**WHAT YOU SHOULD DO:** With the records below as your source, retype each line exactly from the top down to the line that contains "Partially addresses #17015", and include that line.

**DATA EXTRACT:**
Issue #17015, opened 2024-10-27
Change Shape RE gets stuck with identical suboptions from different sources


KaitoKuroba:
If the Myriad Forms Ancestry Feat is added to a Kitsune PC, the Change Shape Roll Option gets stuck at some point (typically after selecting Fox or Tailless).

This seems to be caused by identical suboptions from different sources. In this case the fox or taillless suboption, which is already added by the Heritage or Ancestry. Removing the duplicate suboption from the Myriad Forms RE fixes the problem for this PC.

I'll make a PR in a moment. It's just a little cleanup of the REs but it provides a workaround for Kitsune to this behavior.

PR #17016, opened 2024-10-27
provide a workaround for the Change Shape bug and a little RE cleanup

KaitoKuroba:
Partially addresses #17015

It's just a little unification for the Kitsune Change Shape REs. The Roll Option with both Suboptions is now part of the Ancestry while Heritages an Ancestry Feats enable these suboptions.

This also avoids the bug in #17015, as there are no more duplicate Suboptions.

### DIFF
--- a/packs/ancestries/kitsune.json
+++ b/packs/ancestries/kitsune.json
@@ -95,15 +95,20 @@
                 "label": "PF2E.NPCAbility.ChangeShape.Label",
                 "mergeable": true,
                 "option": "change-shape",
-                "predicate": [
-                    {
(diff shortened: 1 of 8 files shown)


TikaelSol:
I'd rather figure out the initial bug than rely on roll options like this.

KaitoKuroba:
I would prefer that too. But since I can't fix the bug in the code myself, I wanted to at least offer a workaround for this case. I couldn't find any open issues that also seem to be related to this bug, which would lower the priority of the actual fix. If such help is not desired, please feel free to close the PR.

PR #17017, opened 2024-10-27
Improve display of /act in chat for secret rolls

farling42:
When a `/act` with a secret roll is made, the display would include a space (or dot) before the action link, and would display "()" at the end of the string to players.

### DIFF
--- a/src/module/system/text-editor.ts
+++ b/src/module/system/text-editor.ts
@@ -466,7 +466,7 @@ class TextEditorPF2e extends TextEditor {
                 element.appendChild(document.createTextNode(" "));
 
                 const details = document.createElement("span");
-                if (dc && showDC && Number.isNumeric(dc)) {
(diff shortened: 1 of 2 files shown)


src/module/system/text-editor.ts
```diff
@@ -466,7 +466,7 @@ class TextEditorPF2e extends TextEditor {
                 element.appendChild(document.createTextNode(" "));
 
                 const details = document.createElement("span");
-                if (dc && showDC && Number.isNumeric(dc)) {
+                if (dc && showDC && Number.isNumeric(dc) && statistic) {
```
stwlam, line 469: This conditional branch is a little absurd at this point and should be refactored.

farling42: I was following the pattern of the following "else if" statement, which also contained unnecessary duplicate checks

PR #17024, opened 2024-10-27
fix "double vs" resistance requiring all entries to be true

websterguy:
Double Vs check was being treated as an "and" instead of an "or". Change the predicate test into "or".


src/module/actor/data/iwr.ts
```diff
@@ -369,7 +369,7 @@ class Resistance extends IWR<ResistanceType> implements ResistanceSource {
     /** Get the doubled value of this resistance if present and applicable to a given instance of damage */
     getDoubledValue(damageDescription: Set<string>): number {
         if (this.doubleVs.length === 0) return this.value;
-        const predicate = new Predicate(this.doubleVs.flatMap((d) => this.describe(d)));
+        const predicate = new Predicate({ or: this.doubleVs.flatMap((d) => this.describe(d)) });
```
stwlam, line 372: This would break any doubleVs with multiple statements

PR #17039, opened 2024-10-29
Implement remaster styled advanced alchemy and Double, Double

CarlosFdez:
The following occured refactor wise:
1) Crafting Ability now injects initial data during the active effects phase, so that AELike no longer needs to target the beforeDerived phase.
2) Crafting abilities with the same slug merge. The AELikes I added could have more CraftingAbility RE's, but I don't know if we want to incentivize that for abilities without craftable items.
3) Prepared items now support batch sizes. Each prepared item crafts the batch size in the craftable entry, and falls back to the batch size of the entire ability.
4) Items now have a timesTaken getter. The current implementation is inefficient if the getter gets used often. I'll refactor if we start using it a bunch.

This does not update every source of advanced alchemy. I am not touching alchemist class personally until all of this is done.

### DIFF
--- a/src/module/actor/character/crafting/ability.ts
+++ b/src/module/actor/character/crafting/ability.ts
@@ -8,6 +8,7 @@ import type {
 import { Predicate, RawPredicate } from "@system/predication.ts";
 import { ErrorPF2e } from "@util";
 import { UUIDUtils } from "@util/uuid.ts";
+import * as R from "remeda";
 import { CraftingFormula, PreparedFormula, PreparedFormulaData } from "./types.ts";
 
 class CraftingAbility implements CraftingAbilityData {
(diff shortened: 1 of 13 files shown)


src/module/rules/rule-element/crafting-ability.ts
```diff
@@ -61,25 +61,45 @@ class CraftingAbilityRuleElement extends RuleElementPF2e<CraftingAbilityRuleSche
...
-            batchSizes: this.batchSizes,
-            craftableItems: this.craftableItems,
-            maxItemLevel: Number(this.resolveValue(this.maxItemLevel)) || this.actor.level,
-            maxSlots: this.maxSlots,
-            preparedFormulaData: this.prepared,
-        };
+        const key = sluggify(slug, { camel: "dromedary" });
+        const maxSlots = this.maxSlots !== undefined ? Number(this.resolveValue(this.maxSlots)) : null;
+        const maxItemLevel = Number(this.resolveValue(this.maxItemLevel));
+        const existing = this.actor.system.crafting.entries[key];
```
stwlam, line 71: Nooo entries

CarlosFdez: We can't kill the entries till we migrate. AELikes unfortunately still target that.

static/templates/actors/character/tabs/crafting.hbs
```diff
@@ -199,6 +199,8 @@
                 <a class="adjust decrease" data-action="decrease-craft-quantity">&ndash;</a>
                 <input type="number" class="formula-number" data-craft-quantity value="{{formula.quantity}}" />
                 <a class="adjust increase" data-action="increase-craft-quantity">+</a>
+            {{else}}
+                x{{formula.quantity}}
```
stwlam, line 203: Let's localize this bit here

src/module/actor/character/crafting/ability.ts
```diff
@@ -128,31 +128,33 @@ class CraftingAbility implements CraftingAbilityData {
             return false;
         }
 
-        if (formula.item.level > this.maxItemLevel) {
+        // Check if it meets the entry requirements
+        const rollOptions = formula.item.getRollOptions("item");
+        const viable = this.craftableItems.find((c) => c.predicate.test(rollOptions));
```
stwlam, line 133: Confused by this: what is crafting viability?

CarlosFdez: Viable crafting definitions, but this is an artifact. viable is checked to find the best batch size, but we don't need that here. I tweaked it just now.

PR #17050, opened 2024-10-30
Add support for mythic feat slots

CarlosFdez:
This includes the variant introduced in a separate pdf. I put them in homebrew settings under campaign, but I'm almost tempted to put it under variant rules instead. Not sure.

This PR introduces the ability for a group to have a separate configurable limit in the feat header. So far the only other official use I can think of where it'd be handy is strength of thousands.

### DIFF
--- a/src/module/actor/character/feats/types.ts
+++ b/src/module/actor/character/feats/types.ts
@@ -6,6 +6,7 @@ import type { FeatGroup } from "./group.ts";
 
 /** Any document that is similar enough to a feat/feature to be used as a feat for the purposes of feat groups */
 interface FeatLike<TParent extends ActorPF2e | null = ActorPF2e | null> extends ItemPF2e<TParent> {
+    readonly level: number | null;
     category: string;
     group: FeatGroup<NonNullable<TParent>, this> | null;
     isFeat: boolean;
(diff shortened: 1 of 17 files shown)


src/module/actor/character/feats/types.ts
```diff
@@ -19,21 +20,57 @@ interface FeatLike<TParent extends ActorPF2e | null = ActorPF2e | null> extends
...
+    id?: string;
+    /** Short label for the feat slot, displayeed on the left. By default it is the level */
     label?: Maybe<string>;
+    /** The level of the feat that should go in this slot */
+    level?: Maybe<number>;
+    /**
+     * The limit value the group needs in order to display this feat.
+     * This can be different from level if the group is based on tiers.
+     */
+    rank?: Maybe<number>;
```
CarlosFdez, line 61: I'm shopping for a better variable name if anyone can think of anything.

stwlam: `notRank` would be slightly better than that

CarlosFdez: Renamed to `tier`. I was looking for a catch all term for the group's level, but its only ever going to tier or level anyways (even if its not necessarily the actor's level) so tier is fine.

PR #17060, opened 2024-10-31
Add support for tagging modifiers and damage dice

stwlam:
They are in turn included among modifier/dice roll options


CarlosFdez:
Neat!

PR #17061, opened 2024-10-31
Automate Grudge Strike

pedrogrullada:


packs/feats/grudge-strike.json
```diff
@@ -24,7 +24,46 @@
...
+                "damageType": "vitality",
+                "diceNumber": 2,
+                "dieSize": "d6",
+                "key": "DamageDice",
+                "predicate": [
+                    "grudge-strike",
+                    "target:negative-healing"
+                ],
+                "selector": "strike-damage"
+            }
```
TikaelSol, line 65: To keep the roll dialog cleaner I'd just make this void all the time then DamageAlteration on negative healing to override the damage type

pedrogrullada: Ah, good call, let me do that

PR #17072, opened 2024-10-31
Fix removing spell damage from corrupting heightening data

CarlosFdez:


src/module/item/spell/sheet.ts
```diff
@@ -174,7 +174,7 @@ export class SpellSheetPF2e extends ItemSheetPF2e<SpellPF2e> {
                 const key = anchor.dataset.id;
                 if (key) {
                     const values = { [`${baseKey}.damage.-=${key}`]: null };
-                    if (!overlayData) {
+                    if (!overlayData && this.item.system.heightening) {
```
stwlam, line 177:
```suggestion
                    if (!overlayData && this.item._source.system.heightening) {
```

PR #17073, opened 2024-10-31
Consider spirit bonuses to Strike damage in Energized Spark automation

pedrogrullada:


packs/feats/energized-spark.json
```diff
@@ -234,12 +234,34 @@
...
+                            {
+                                "and": [
+                                    "item:type:action",
+                                    "item:trait:transcendence"
+                                ]
+                            },
+                            {
+                                "and": [
+                                    "action:strike",
+                                    "damage:tag:exemplar-damage"
```
stwlam, line 255: _chews_ needs more `damage`

pedrogrullada: does look redundant now that you mention it huh

PR #17079, opened 2024-10-31
Internally represent special resources using dromedary

CarlosFdez:
I'm unsure about this and am only trying it out. It trades our current set of problems for a new set of problems.

One annoyance is that a feat that consumes a resource will use kebab case, and then will check using dromedary. So for example, if a feat consumes hero points, the slug will be `hero-points` and it will check `system.resources.heroPoints`.

### DIFF
--- a/src/module/rules/rule-element/special-resource.ts
+++ b/src/module/rules/rule-element/special-resource.ts
@@ -95,8 +95,9 @@ class SpecialResourceRuleElement extends RuleElementPF2e<SpecialResourceSchema> 
 
         if (this.itemUUID) {
             // For pre creation, we don't really know the true priority. Assume it is the better between this and existing
+            const key = sluggify(this.slug, { camel: "dromedary" });
             const thisMax = Number(this.resolveValue(this.max));
-            this.max = Math.floor(Math.max(thisMax, this.actor.system.resources[this.slug]?.max ?? 0));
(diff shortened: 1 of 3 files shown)


src/module/rules/rule-element/special-resource.ts
```diff
@@ -116,15 +117,16 @@ class SpecialResourceRuleElement extends RuleElementPF2e<SpecialResourceSchema>
...
         this.max = Number(this.resolveValue(this.max));
-        if (!(this.slug in this.actor.synthetics.resources)) {
-            this.actor.synthetics.resources[this.slug] = this;
-            this.actor.system.resources[this.slug] = fu.mergeObject(this.actor.system.resources[this.slug] ?? {}, {
+        if (!(key in this.actor.synthetics.resources)) {
+            this.actor.synthetics.resources[key] = this;
+            this.actor.system.resources[key] = fu.mergeObject(this.actor.system.resources[key] ?? {}, {
                 value: 0,
                 max: this.max,
             });
```
stwlam, line 127: Sorry, I forgot: what is the purpose of setting it in both synthetics and system data?

CarlosFdez: The system data is the true prepared data (and allows parity with true resources like hero points), and the synthetic allows us to perform updates.

PR #22427, opened 2026-05-27
Disambiguate FeatGroup slot ids when levels repeat

### LINKED ISSUE #22417: [Homebrew feature improvement] Allow multiple slots for the same level with campaignFeatSections
Currently you can only define unique levels per slot in the campaignFeatSections objects.

E.g. 
This is allowed: `slots: [1, 2, 3]`

But this isn't currently possible: `slots: [1, 1, 1]`

The latter does display correctly in the sheet, but in the dom each `<li>` slot gets the exact same data-slot-id, so the drag & drop behavior doesn't work correctly. (if a single slot is already taken, any new item dropped shifts to the Bonus Feats section.

---

Low prio feature request. I currently have a workaround to **_not_** set any `slots` at all. That way you can drag infinite amount of items on the feat category.

Noisyink:
Closes #22417.

Numeric `campaignFeatSections` like `slots: [1, 1, 1]` derived the same slot id three times, so only the last survived in `this.slots` and drops fell through to bonus feats. `R.unique` on the input collapses literal duplicates to one entry.

## Test plan
- [x] Synthetic `campaignFeatSection` with `slots: [1, 1, 1]`: renders as a single slot row, drops land in it
- [x] Workbench v7.2.0 dual class + ancestral paragon (slot arrays `[1,2,4,...,20]` and `[1,3,7,...,19]`): no duplicates, behave identically to pre-PR

### DIFF
--- a/src/module/actor/character/feats/group.ts
+++ b/src/module/actor/character/feats/group.ts
@@ -56,7 +56,7 @@ class FeatGroup<TActor extends ActorPF2e = ActorPF2e, TItem extends FeatLike = F
 
         if (data.slots) {
             this.slotted = true;
-            for (const slotData of data.slots) {
+            for (const slotData of R.unique(data.slots)) {
                 const slotObject =
                     typeof slotData === "object"
                         ? slotData


CarlosFdez:
Test workbench's dual class and ancestral paragon features. If it works, then we should be fine and dandy, but use `foundry.utils.logCompatibilityWarning`.

iDantar:
Also please take into account this PR, as it interacts with feat slot assignment as well https://github.com/foundryvtt/pf2e/pull/22249

Noisyink:
> Also please take into account this PR, as it interacts with feat slot assignment as well #22249

No worries, I'll be working through getting Carlos' comment tested on the weekend so I can have a look over that pull at the same time

Noisyink:
Pushed [a94a1cf](https://github.com/foundryvtt/pf2e/pull/22427/commits/a94a1cf) + [0edf87a](https://github.com/foundryvtt/pf2e/pull/22427/commits/0edf87a). Warning now routes through `foundry.utils.logCompatibilityWarning`, with a small module-scoped Set on top to keep it at one log line per group per session (Foundry's built-in `once` keys by stack, which fired ~5 times per actor lifecycle).

**Workbench checked on v7.2.0:** with dual class + ancestral paragon enabled on a level-20 PC, both sections render with the expected slot counts (11 and 6), slot IDs are unchanged from pre-PR (no `-N` suffixes, neither variant repeats levels), drops land in the right slot, and the warning fires once per group then stays quiet on resets.

**@iDantar** re #22249, no semantic overlap (this PR touches `evenLevels` in the free-archetype group and slot-id derivation; #22249 adds heritages to the `ancestry` group). Happy to rebase on top of yours if it lands first.

CarlosFdez:
I've been thinking about this more. For stuff like workbench, we could migrate data for now so that when finally removed, people who were playing were fine. But given that this is in a case of stagnancy (we can only really resume create a UI for it once homebrew settings are converted to svelte), I'm starting to wonder if instead just doing R.unique() on the slots so that duplicate slots just become one might not also solve the problem.

CarlosFdez:
Yeah im leaning on passing the slots through R.unique(). The problem is multiple slots with matching ids. It kinda reduces all this to a one liner but I think it'll be better for now.

Noisyink:
> Yeah im leaning on passing the slots through R.unique(). The problem is multiple slots with matching ids. It kinda reduces all this to a one liner but I think it'll be better for now.

Yeah easy enough, I'll cut it all down this arvo then 🙂 I'll keep the branch open incase there's a need for this later down the track for whatever reason.

Noisyink:
@CarlosFdez force pushed - down to a single line fix - validated it works using a synthetic "slots: [1, 1, 1]" rendered as one working slot. Ran a quick smoke test, no issues.

CarlosFdez:
That should be enough and handle the situation. Thanks for the PR and for looking into it.

PR #22430, opened 2026-05-28
Add missing SF physical item compendiumSources; remove non-compendium compendiumSources

Cuingamehtar:


packs/sf2e/starfinder-society-bestiary/season-1/1-17/corpse-fleet-infantry.json
```diff
@@ -275,9 +284,6 @@
         },
         {
             "_id": "9NHl8lYJ4iaZsysl",
-            "_stats": {
-                "compendiumSource": "Item.R6vSuJ9b5F3AUj6q"
```
CarlosFdez, line 279: Looks like this one might be a missing one?

Cuingamehtar: The only entry I removed manually just not to have to switch between worlds one more time. Thanks.

CarlosFdez:
Looks good to me! This looked annoying. Maybe it'd be worth adding some filter for world uuids in the extract if this is a common occurrence.

Cuingamehtar:
Actually, I just made two macros for it. One that strips, another that assigns.
Because those are just physical items, it was easy to search by name+description match.

An effective way to curate the field would be to replace the uuid with readable one on extracting (if possible). That way when converting those on build, bad uuids will cause errors.

I'm actually curious why so much ammunition from recent PF packs was missing sources. It seems like a systematic error.

Cuingamehtar:
This is probably not exhaustive, but If there are cases that I've missed, I can probably catch them when doing translation.

CarlosFdez:
I'm guessing what's happening is that people are making all the stuff in the world and then dragging it into the item, and there's nothing that validates it or warns about it.

Issue #22408, opened 2026-05-25
[Foundry 14] Feature suggestion: Charactersheet as detachable Window


vaka42:
Feature suggestion:
The character sheet should use the newly implemented pop-out feature. You can detach other windows, but not the character sheet. 

Played on:
Foundry 14 Build 361
Pathfinder 2e System v8.1.2

Noisyink:
The detach control is part of ApplicationV2's window header, and PF2e character sheets are still on V1. Migrating them is a sizeable refactor, effectively blocked on the broader V1 to V2 sheet migration.

In the meantime, [PopOut!](https://github.com/League-of-Foundry-Developers/fvtt-module-popout) works on Foundry V14 with PF2e's V1 sheets once the V13 max cap is removed (tracked at [League-of-Foundry-Developers/fvtt-module-popout#165](https://github.com/League-of-Foundry-Developers/fvtt-module-popout/issues/165)). Verified on PopOut! v2.23 + Foundry 14.363 + PF2e v8.1.2.

websterguy:
> In the meantime: the PopOut! (https://github.com/League-of-Foundry-Developers/fvtt-module-popout) module still works on V14 with PF2e's V1 sheets

Popout has never worked correctly with many of pf2e's sheet's features.

The PC sheets aren't going to be migrated to AppV2 any time soon.

Noisyink:
> > In the meantime: the PopOut! (https://github.com/League-of-Foundry-Developers/fvtt-module-popout) module still works on V14 with PF2e's V1 sheets
> 
> Popout has never worked correctly with many of pf2e's sheet's features.
> 
> The PC sheets aren't going to be migrated to AppV2 any time soon.

What in particular isn't working? I tested quite a number of things with PopOut! and it seemed to be working fine. I'm working on some local patching for PopOut! for my own games where needed, could potentially look to raise a couple PRs to fix compatibility.

Edit;: I'll start putting together a playwright spec to test this anyway - see what surfaces

Noisyink:
Following up on the PopOut! compatibility concern, ran a Playwright harness across a 27-feature matrix on PC and NPC sheets, popped-in vs popped-out, three runs each, on Foundry V14.363 / PF2e v8.1.2 / PopOut! v2.23 with the V14 cap removed.

[...]

PR #22434, opened 2026-05-29
Fix DOM helpers returning null cross-window in PopOut!

Noisyink:
Partial fix for #22408 (the visible-error symptoms on popped-out sheets, not the underlying ApplicationV1-to-V2 migration).

`instanceof Element` and `instanceof Document` return false when the node belongs to a different window's globals, which is what PopOut! does. Switched the guards to duck-typed property presence (`"querySelector"`, `"querySelectorAll"`, `"closest"`); prototype-agnostic but still rejects `EventTarget`s that lack the methods.

## Test plan
- [x] Foundry v14.363 + PopOut! v2.23, PF2e and SF2e v8.1.2 dev worlds
- [x] Pre-patch: clicking a roll-option toggle on a popped sheet throws `Sheet navigation not found` and the sheet stops rendering
- [x] Post-patch: toggle flips cleanly, sheet re-renders, no error
- [x] Repro: drag any feat with a togglable RollOption (Devise a Stratagem, Hunt Prey) onto a character, pop the sheet, click the toggle

### DIFF
--- a/src/util/dom.ts
+++ b/src/util/dom.ts
@@ -89,7 +89,7 @@ function htmlQuery<K extends keyof HTMLElementTagNameMap>(
 function htmlQuery(parent: MaybeHTML, selectors: string): HTMLElement | null;
 function htmlQuery<E extends HTMLElement = HTMLElement>(parent: MaybeHTML, selectors: string): E | null;
 function htmlQuery(parent: MaybeHTML, selectors: string): HTMLElement | null {
-    if (!(parent instanceof Element || parent instanceof Document)) return null;
+    if (!parent || !("querySelector" in parent)) return null;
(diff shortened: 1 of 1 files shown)


stwlam:
Please dispense with the AI-generated text dump in this and future PRs.

Noisyink:
> Please dispense with the AI-generated text dump in this and future PRs.

Easy enough, figured more was better but can cut it down to bare bones 🤙 just using a lot of the same pipelines I designed for work so it's probably more verbose than it needs to be for community projects

Have gone and retro-actively removed majority of the fluff from everything around issue diagnosis and issue replication - just leaving it simple. Have done this for all my active PRs.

**EXERCISE RESPONSE:**
Issue #17015, opened 2024-10-27
Change Shape RE gets stuck with identical suboptions from different sources


KaitoKuroba:
If the Myriad Forms Ancestry Feat is added to a Kitsune PC, the Change Shape Roll Option gets stuck at some point (typically after selecting Fox or Tailless).

This seems to be caused by identical suboptions from different sources. In this case the fox or taillless suboption, which is already added by the Heritage or Ancestry. Removing the duplicate suboption from the Myriad Forms RE fixes the problem for this PC.

I'll make a PR in a moment. It's just a little cleanup of the REs but it provides a workaround for Kitsune to this behavior.

PR #17016, opened 2024-10-27
provide a workaround for the Change Shape bug and a little RE cleanup

KaitoKuroba:
Partially addresses #17015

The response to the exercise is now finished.